>>
PR #1477, opened 2015-07-30
Poor man's fixes for plural forms + updated Russian translation

prokoudine:
Reasoning behind changes: http://doc.qt.io/qt-4.8/i18n-source-translation.html

I'm not really a programmer, and I feel that this could be done more elegantly, but it seems to work for me.

### DIFF
--- a/src/IntervalSummaryWindow.cpp
+++ b/src/IntervalSummaryWindow.cpp
@@ -238,7 +238,8 @@ QString IntervalSummaryWindow::summary(QList<IntervalItem*> intervals, QString &
             temp.metrics()[j] = 0.00f;
 
     // set name
-    temp.name = QString(tr("%1 selected intervals")).arg(intervals.count());
+    int n = intervals.count();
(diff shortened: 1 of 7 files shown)


amtriathlon:
I think it is an interesting improvement, but perhaps would be better to review this after v3.2 release since applying it now would invalidate existing translations, some of which are already finished.
Is this strictly necessary for the Russian translation or just an enhancement?

prokoudine:
"Is this strictly necessary for the Russian translation or just an enhancement?" — well, without the patch part of the translation look like a half-assed job done in terms of grammar :)

liversedge:
I've put into the 4.0 queue since its really not that important.

prokoudine:
Should I re-update my next translation based on upstream master branch then?

liversedge:
If you have combined a translation update with a small code fix then sadly yes.
Its better to keep things like that separate :)

Thanks !

PR #1496, opened 2015-08-06
Make default PMC TRIMP chart to real TRIMP

MaksVasilev:
Now it's use only 2 TRIMP (HR based) metrics and 1 Skiba (Power based) metric. This is incorrect.


liversedge:
BTW, thanks for the fix !

PR #1498, opened 2015-08-06
Fixed translate charts when config file is missing

amtriathlon:
Default config due to new user or deleted config should be translated
Updated chart titles according to charts.xml for translation purposes
Updated Spanish Translation


amtriathlon:
Agree, besides we are not translating user defined metric names and units, which should be even more important when we have user defined formulas... Perhaps we could add language dependent repositories for localized versions so users can contribute also the translations, and the option for non-english to access the localized repository or the english one, or just select any available repository for everyone...

PR #1501, opened 2015-08-08
Added Sigma Rox 10.0 .slf file import support (it may also work with …

cgiraldo:
…Rox 9.0 but it is not tested).

Supported data:
 - speed, cadence, hearthrate, power, latitude, longitude, altitude, temperature.

Laps are not yet supported. (laps in Rox 10.0 slf are encoded at the end of the file as <Markers>).


liversedge:
Thats great, thank you.
Do you have a test file for the test/rides directory ?

cgiraldo:
I uploaded the test file in my fork.

PR #1510, opened 2015-08-12
Updated Russian translation

prokoudine:
Hopefully good enough for v3.2, although fixes could follow.


liversedge:
Other fixes will need to go into v4.0, we are releasing ! :)

PR #1517, opened 2015-08-17
Fixed POW precedence and dangling else ambiguity

amtriathlon:
Now 2*2^3+1 gives 17 instead of 65
expr1 ? expr2 ? expr3 : expr 4 : expr 5 is disambiguated to expr1 ? (expr2 ? expr3 : expr 4) : expr 5
Lowers shift/reduce conflitcs to 21


liversedge:
thanks.. just also pushed a fix for a terrible bug that broke config(), const(), best() et al.
It was introduced by the daterange() commit.

PR #1518, opened 2015-08-18
Fixed comparison operator precedence

amtriathlon:
Adding a comparison expression cexpr and separate productions
for each operator allows to define precedence rules to remove
all shift-reduce conflicts, except one due to the -probably
harmless- (expr) and (lexpr) ambiguity.

It seems to work, but please review and test before applying to be sure it dosen't broke anything previously working!

### DIFF
--- a/src/DataFilter.y
+++ b/src/DataFilter.y
@@ -60,7 +60,7 @@ extern Leaf *root; // root node for parsed statement
 %token <op> EQ NEQ LT LTE GT GTE
 %token <op> ADD SUBTRACT DIVIDE MULTIPLY POW
 %token <op> MATCHES ENDSWITH BEGINSWITH CONTAINS
-%type <op> AND OR cop;
+%type <op> AND OR;
 
 %union {
    Leaf *leaf;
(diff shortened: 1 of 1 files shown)


liversedge:
e.g. TSS > 100 ? 1 : 0 
no longer parses.

amtriathlon:
Doing so re-introduces ambiguity in the grammar (i.e. several shift-reduce conflicts), but I thing it is not necessary: both side of the comparison are expr and the result is a (kind of) lexpr, I've tried that example and it works as expected since both symbol (TSS) and literal (100, 1, 0) are expr.
I will doe more testing anyway.
test

liversedge:
Currently (as in master)

TSS > 100 ? 0 : 1

Evaluates as TSS > (100 ? 0 : 1) !!!

amtriathlon:
Weird, I'm on master head + this commit and that formula works as expected in my build:
test1
Do you mean current head without this patch?

liversedge:
Are you sure .. use it as a data filter in the search box.
Do TSS > 100
then TSS <= 100
then TSS > 100 ? 0 : 1 ...

do the numbers align ?

liversedge:
MY BAD. I HAD NOT APPLIED YOUR PATCH.

Have now done so and it works.
Will pull and then test it.

SORRY.

PR #1532, opened 2015-08-23
fix ANT speed and cadence: value was still at last computed value

vlcvboyer:
When using training mode with speed or cadence sensor or speed/cadence sensor the speed remain at previous value when we stop the wheel.
This is due to speed telemetry update done only when we receive a signal from ANT device indicating a magnet detection.
My patch decreases the speed step by step when we receive ANT message from sensor without magnet detection. Formula is : rpm cannot be more than duration from previous magnet detection.
Tested with ANT Speed sensor and Cadence sensor on Windows

### DIFF
--- a/src/ANT.h
+++ b/src/ANT.h
@@ -414,6 +414,7 @@ public:
         lastCadenceMessage = QDateTime(QDateTime::currentDateTime());
         telemetry.setCadence(x);
     }
+    float getCadence(void) { return telemetry.getCadence(); }
     void setSecondaryCadence(float x) {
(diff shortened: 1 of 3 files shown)


vlcvboyer:
can you please check #1532 and merge?
It fixes a speed error (says that we are still riding when we stopped as it was updating the speed value only when the magnet passes in front of sensor but when wheel is stopped the magnet will no more go to sensor...)
Thanks

liversedge:
It has conflicts !

vlcvboyer:
Yes it was quite an old fix.
I've just synchronized it.
Compilation in progress... to ensure everything is ok. Then I'll push it again.

vlcvboyer:
Conflicts solved and compilation successful!

PR #1990, opened 2016-06-05
CloudDB - only one Nickname in GC

Joern-R:
... re-use existing Nickname from Athlete preferences


liversedge:
The GC nickname has never been used for anything so its kind of neat we _finally_ do something with it.
I think I introduced it in 2010 .. so we got there in the end!

:+1:

PR #2006, opened 2016-06-26
Added bestime(distance) to formulas

amtriathlon:
To have an easy way to track best times by distances
in Metrics Trends charts and User Defined Metrics
s.t. 40k TTs, 10k runs, 1500m swims, etc.

### DIFF
--- a/src/Core/DataFilter.cpp
+++ b/src/Core/DataFilter.cpp
@@ -24,6 +24,7 @@
 #include "RideFileCache.h"
 #include "PMCData.h"
 #include "VDOTCalculator.h"
+#include "AddIntervalDialog.h"
 #include <QDebug>
 
 #include "Zones.h"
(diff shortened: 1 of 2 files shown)


src/Core/DataFilter.cpp
```diff
@@ -2198,6 +2200,18 @@ Result Leaf::eval(DataFilterRuntime *df, Leaf *leaf, float x, RideItem *m, RideF
...
                 break;
 
+        case 36 :
+                {   // BESTTIME (distance[km])
+
+                    if (leaf->fparms.count() != 1) return Result(0);
+
+                    QList<AddIntervalDialog::AddedInterval> results;
+                    AddIntervalDialog::findPeaks(m->context, false, m->ride(), RideFile::kph, RideFile::original, 1000*eval(df, leaf->fparms[0], x, m, p, c).number, 1, results, "","");
+
```
liversedge: Isn't this /really/ slow ?

It will open all the rides in the date range (!)

liversedge:
we could add mean maximal by distance not time to the ride cache for speed only ?

amtriathlon:
I think that would be enough since it would allow to recover time for any
distance as distance/speed

PR #2008, opened 2016-07-10
Fix XDATA Model Compile errors on Windows

Joern-R:
... please check if True/False's are correct

### DIFF
--- a/src/FileIO/XDataTableModel.cpp
+++ b/src/FileIO/XDataTableModel.cpp
@@ -149,12 +149,14 @@ XDataTableModel::setHeaderData(int section, Qt::Orientation , const QVariant & v
         //headings_[section] = value.toString();
         //return true;
     //}
+    return false;
 }
 
 bool
 XDataTableModel::insertRow(int row, const QModelIndex &parent)
 {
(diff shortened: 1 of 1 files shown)


src/FileIO/XDataTableModel.cpp
```diff
@@ -149,12 +149,14 @@ XDataTableModel::setHeaderData(int section, Qt::Orientation , const QVariant & v
...
 }
 
 bool
 XDataTableModel::insertRow(int row, const QModelIndex &parent)
 {
     //return insertRows(row, 1, parent);
+    return false;
 }
 
 bool
```
liversedge: They're not really that important at the moment since these functions aren't used yet.
I will fix up all the warnings once I've added delete/insert rows etc.

I'm working on refining the UX at the moment (e.g. right now looking at using a close button on the tabs to remove an XDATA series).

Joern-R:
On Windows it broke the build. But not a problem to wait until all is fixed.
So just reject the PR.

liversedge:
Oh, then just apply it for now. I can fixup later.

PR #2009, opened 2016-07-11
Best time for standard distances

amtriathlon:
Added Best time metrics for standard distances in swimming, running, rowing and cycling.
FindPeaks, slightly generalized adding an Specification parameter, replaces both findBests and findBestsKPH and allows to deprecate BestIntervalDialog to have less code duplication.


liversedge:
Seems like a good compromise, rather than adding as Meanmaximal series in RideFileCache.

amtriathlon:
Hi Mark, If you want to merge this I just resolved the merge conflict created by the last changes to RideMetric.cpp

Issue #1999, opened 2016-06-15
Support for Kettler devices via bluetooth 


kaegi:
My `RUN 7` doesn't seem to be supported by Golden Cheetah, so I wrote a library that should make it very easy:

https://github.com/ChangSpivey/kdri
<<
■ Task brief ■
The answer should hold exactly the lines running from the one with "doesn't seem to" to the final line of the data, both ends counted.

■ Problem solution ■
My `RUN 7` doesn't seem to be supported by Golden Cheetah, so I wrote a library that should make it very easy:

https://github.com/ChangSpivey/kdri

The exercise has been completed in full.